Lukas war skeptisch, ob das gut gehen kann, da es einem „kontrollierten Konsum“ ähnele,  der bei Alkohol praktisch nie funktioniere. „Aber es klappt erstaunlicherweise ziemlich gut“, sagt der junge Mann, der weiter regelmäßig an den Treffen einer Selbsthilfegruppe bei der Trierer Suchtberatung „Die Tür“ teilnimmt.

Sein Leben hat sich durch die Therapie komplett verändert. Er habe das Ganze als Chance begriffen. Und er genießt es nun enorm, einen normalen Job zu haben – Lukas hat sich für eine Ausbildung im sozialen Bereich entschieden und arbeitet viel mit Kindern. Er hat Spaß daran, joggen zu gehen, mit Freunden und Bekannten – die es in seinem Leben nun wieder gibt – Gesellschaftsspiele zu spielen, zu lesen oder auch bewusst Musik zu hören. Das habe er früher nie getan.

Warum er überhaupt in die Sucht abgerutscht ist, weiß er nicht. „Wahrscheinlich hat mir irgendwas gefehlt“, sagt er. Erfolg und Anerkennung vielleicht. Denn die sind in Videospielen leicht zu finden. Und viele dieser Spiele haben laut Suchtberater Christoph Linn ein hohes Abhängigkeitspotenzial: Man löst Aufgaben und wird stärker, es folgt immer eine neue Runde, immer neue Herausforderungen, neue Siege. Eine Erfolgsspirale, bei der reichlich Glückshormone ausgeschüttet werden.

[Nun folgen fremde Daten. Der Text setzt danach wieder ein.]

PR #181, opened 2017-07-26
CORE-8902 Create interface for creating teams

ash3rz:
NOTE: This is a branch on top of another branch.  Only the `CORE-8902` commits need to be reviewed.

Here's what the form looks like right now:
image


de-lib/src/main/java/org/iplantc/de/teams/client/views/dialogs/SaveTeamProgressDialog.java
```diff
@@ -0,0 +1,65 @@
...
+
+import com.google.inject.Inject;
+
+import com.sencha.gxt.widget.core.client.box.ProgressMessageBox;
+
+/**
+ * A dialog that indicates to the user which step of the team creation/update process is
+ * in progress
+ */
+public class SaveTeamProgressDialog extends ProgressMessageBox {
```
psarando: 👍

de-lib/src/main/java/org/iplantc/de/teams/client/presenter/EditTeamPresenterImpl.java
```diff
@@ -0,0 +1,302 @@
...
+            view.addNonMembers(Lists.newArrayList(privilege));
+        }
+
+    }
+
+    @Override
+    public void onRemoveMemberPrivilegeSelected(RemoveMemberPrivilegeSelected event) {
+        Privilege privilege = event.getPrivilege();
+        if (EditTeamView.MODE.CREATE == mode) {
+            view.removeMemberPrivilege(privilege);
```
psarando: Maybe I overlooked something, but does this mean you can't remove a member when editing a team? Only when creating a team? So would that mean that once a team is created, members can only "opt-out" and admins can't manually remove anyone after?

de-lib/src/main/java/org/iplantc/de/client/services/GroupServiceFacade.java
```diff
@@ -38,7 +42,14 @@
...
      */
-    void addGroup(Group group, AsyncCallback<Group> callback);
+    void addList(Group group, AsyncCallback<Group> callback);
+
+    /**
+     * Create a Team
+     * @param group
+     * @param callback
+     */
+    void addTeam(Group group, List<PrivilegeType> publicPrivileges, AsyncCallback<Group> callback);
```
ash3rz: Oops, good catch

de-lib/src/main/java/org/iplantc/de/teams/client/EditTeamView.java
```diff
@@ -0,0 +1,115 @@
...
+                                      RemoveNonMemberPrivilegeSelected.HasRemoveNonMemberPrivilegeSelectedHandlers,
+                                      AddPublicUserSelected.HasAddPublicUserSelectedHandlers {
+
+    enum MODE {
+        CREATE,
+        EDIT
+    }
+
+    String ALL_PUBLIC_USERS_NAME = "All Public Users";
+    String ALL_PUBLIC_USERS_ID = "GrouperAll";
```
ash3rz: Probably a good idea, I can refactor for that.

de-lib/src/main/java/org/iplantc/de/teams/client/presenter/EditTeamPresenterImpl.java
ash3rz: My intention was that there are 2 cases where a user is in this dialog - creating a team for the first time or editing a team.  
If you're creating a team, add a member, and then decide to delete the member, that's purely within the UI.  No members or privileges have actually been added to the backend, so we just remove the line from the liststore.
If you're editing a team, then 2 service calls are made sequentially - first to remove the selected user as a member and then remove their privileges.  But those changes are in the next PR for editing teams 😄   This PR is all just for creating a team, which I know is a bit confusing.

de-lib/src/main/java/org/iplantc/de/teams/client/presenter/EditTeamPresenterImpl.java
```diff
@@ -0,0 +1,302 @@
...
+
+    @Override
+    public void onAddPublicUserSelected(AddPublicUserSelected event) {
+        addPublicUser();
+    }
+
+    List<UpdatePrivilegeRequest> convertPrivilegesToUpdateRequest(List<Privilege> privileges) {
+        List<UpdatePrivilegeRequest> updateList = Lists.newArrayList();
+
+        privileges.forEach(new Consumer<Privilege>() {
```
ash3rz: Actually no, I couldn't figure out how to do this with a stream 😄   I'll look into it again though because I do prefer that syntax over `foreach`.

psarando: Oh OK 😄 
In that case, I should point out that in my example `privilege -> { ... return update; }` is meant to contain the same logic as the current `accept` method, except the last `updateList.add(update)` line is replaced by `return update` (and this also means the external `updateList` is no longer required).

de-lib/src/main/java/org/iplantc/de/teams/client/presenter/EditTeamPresenterImpl.java
psarando: Ahh, OK, that makes sense now 👍 
Maybe future-us could use a short 1-liner comment here (and below) mentioning something like `remove directly from store. No service calls required in CREATE mode`?

ash3rz: Sure, never hurts to add comments

ash3rz:
Thanks for the review!

PR #182, opened 2017-07-27
CORE-8958 Add help button to Collaboration window

ash3rz:
Also updated the help button text to mention collaborator lists


ash3rz:
I think this PR is pretty straightforward and I want it in before the next drop, so I'm going to merge it.  Reviews still welcome though.

PR #183, opened 2017-07-28
Core 8946 Enable users to auto generate HT Analysis path list file

sri2k1us:
ht-automation


sri2k1us:
Request a quick review. I would like this to go out on the next drop.

de-lib/src/main/java/org/iplantc/de/client/services/impl/DiskResourceServiceFacadeImpl.java
```diff
@@ -1041,6 +1042,26 @@ public String downloadTemplate(String templateid) {
...
+        address.append("dest=" + URL.encodeQueryString(request.getDest()));
+        address.append("&name-pattern=" + URL.encodeQueryString(request.getPattern()));
+        address.append("&folders-only=" + request.isFoldersOnly());
+        address.append("&recursive=" + true);
+        if (request.getInfoTypes() != null && request.getInfoTypes().size() > 0) {
+            for (String infotype : request.getInfoTypes()) {
+                address.append("&info-type=" + infotype);
+            }
+        }
+        Splittable s = AutoBeanCodex.encode(AutoBeanUtils.getAutoBean(request));
```
ash3rz: I don't see the request splittable `s` being used anywhere.  Can this be removed?

de-lib/src/main/java/org/iplantc/de/diskResource/client/presenters/toolbar/ToolbarViewPresenterImpl.java
```diff
@@ -394,4 +410,63 @@ public void onSuccess(String result) {
...
+            public void onFailure(Integer statusCode, Throwable exception) {
+                ErrorHandler.post(htAppearance.requestFailed(), exception);
+            }
+
+            @Override
+            public void onSuccess(String result) {
+                dialog.hide();
+                IplantAnnouncer.getInstance()
+                               .schedule(new SuccessAnnouncementConfig(htAppearance.requestSuccess()));
+                JSONObject jsonObject = JsonUtil.getInstance()
```
ash3rz: I think we should be using a callback converter for the `requestHTPathlistFile` service call instead of using the JsonUtil class here.

de-lib/src/main/java/org/iplantc/de/diskResource/client/presenters/toolbar/ToolbarViewPresenterImpl.java
```diff
@@ -394,4 +410,63 @@ public void onSuccess(String result) {
...
+        drFacade.requestHTPathlistFile(request, new DataCallback<String>() {
+            @Override
+            public void onFailure(Integer statusCode, Throwable exception) {
+                ErrorHandler.post(htAppearance.requestFailed(), exception);
+            }
+
+            @Override
+            public void onSuccess(String result) {
+                dialog.hide();
+                IplantAnnouncer.getInstance()
```
ash3rz: We should probably inject the `IplantAnnouncer` instead of calling `getInstance` here.

de-lib/src/main/java/org/iplantc/de/diskResource/client/presenters/toolbar/ToolbarViewPresenterImpl.java
```diff
@@ -394,4 +410,63 @@ public void onSuccess(String result) {
         });
     }
 
+    @Override
+    public void onAutomateHTPathlist() {
+        drFacade.getInfoTypes(new DataCallback<List<InfoType>>() {
```
ash3rz: I don't think a test was added for this method?

de-lib/src/main/java/org/iplantc/de/diskResource/client/presenters/toolbar/ToolbarViewPresenterImpl.java
```diff
@@ -394,4 +410,63 @@ public void onSuccess(String result) {
...
+                });
+                dialog.show();
+            }
+        });
+
+    }
+
+    private void requestHTPathListCreation(HTPathListAutomationDialog dialog,
+                                           HTPathListRequest request) {
+        dialog.mask(htAppearance.processing());
```
ash3rz: I don't think a test was added for this method either?

de-lib/src/main/java/org/iplantc/de/client/services/impl/DiskResourceServiceFacadeImpl.java
```diff
@@ -1041,6 +1042,26 @@ public String downloadTemplate(String templateid) {
         return address;
     }
 
+    @Override
+    public void requestHTPathlistFile(HTPathListRequest request, DECallback<String> callback) {
+        StringBuilder address =
+                new StringBuilder(deProperties.getDataMgmtBaseUrl() + "path-list-creator?");
+        address.append("dest=" + URL.encodeQueryString(request.getDest()));
+        address.append("&name-pattern=" + URL.encodeQueryString(request.getPattern()));
```
psarando: Does this still work if the user does not enter any pattern?
I'm not sure if the service will throw an error if the URL query is `... &name-pattern=&folders-only=false ...`

de-lib/src/main/java/org/iplantc/de/client/services/impl/DiskResourceServiceFacadeImpl.java
```diff
@@ -1041,6 +1042,26 @@ public String downloadTemplate(String templateid) {
...
+        address.append("&recursive=" + true);
+        if (request.getInfoTypes() != null && request.getInfoTypes().size() > 0) {
+            for (String infotype : request.getInfoTypes()) {
+                address.append("&info-type=" + infotype);
+            }
+        }
+        Splittable s = AutoBeanCodex.encode(AutoBeanUtils.getAutoBean(request));
+        Splittable spath = StringQuoter.createSplittable();
+        ServiceCallWrapper wrapper =
+                new ServiceCallWrapper(POST, address.toString(), spath.getPayload());
```
psarando: I'm not seeing how the paths from `Splittable s` are getting into `spath` here (maybe I'm just in a post-lunch haze)?

Maybe it would be better to use a `HasPaths` AutoBean here to generate the payload?
Then you could call `HasPaths#setPaths` with `request.getPaths`.
Or maybe even encode `request` directly into a `HasPaths` AutoBean?

de-lib/src/main/java/org/iplantc/de/client/services/impl/DiskResourceServiceFacadeImpl.java
sri2k1us: 👍

de-lib/src/main/java/org/iplantc/de/diskResource/client/presenters/toolbar/ToolbarViewPresenterImpl.java
sri2k1us: I haven't gotten to writing test yet. I wanted to get PR out in time for Monday drop

de-lib/src/main/java/org/iplantc/de/diskResource/client/presenters/toolbar/ToolbarViewPresenterImpl.java
sri2k1us: 👍

de-lib/src/main/java/org/iplantc/de/theme/base/client/diskResource/DiskResourceMessages.properties
```diff
@@ -87,3 +86,18 @@ overWiteMetadata = Some metadata already exists. Do you want to overwrite them ?
 doiRequestFail =  DOI Request failed!
 doiRequestSuccess = Your request for DOI has been submitted! You will receive notification when there are updates to this request.
 fileUploadsSuccess = The file(s) {0,list} were successfully uploaded.
+inputLbl = Select folder(s) / file(s) to process for the HT path list file contents:
```
psarando: Maybe we should be more specific with this line to avoid confusion on how this will work?
Maybe this instruction could say something like
> Select folder(s) whose contents will processed into the HT path list file contents.
> Individual file(s) may also be selected.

Lukas rät allen, die sich immer wieder in solchen Spielen verlieren, sich zu fragen: Mache ich das wirklich gerne oder mache ich das, weil ich es machen muss? Und: Welchen Stellenwert hat das Spielen im Vergleich zu Familie, Freunden oder Sport? Das Bewusstsein für die Sucht, unter der Lukas litt, sei in der Gesellschaft „noch nicht ganz da“, sagt er. Dabei sei er sich sicher, dass es viele Fälle gibt. Und den Betroffenen macht er Mut: „Jeder kann den Weg raus schaffen“. Das Leben werde dadurch einfach schöner.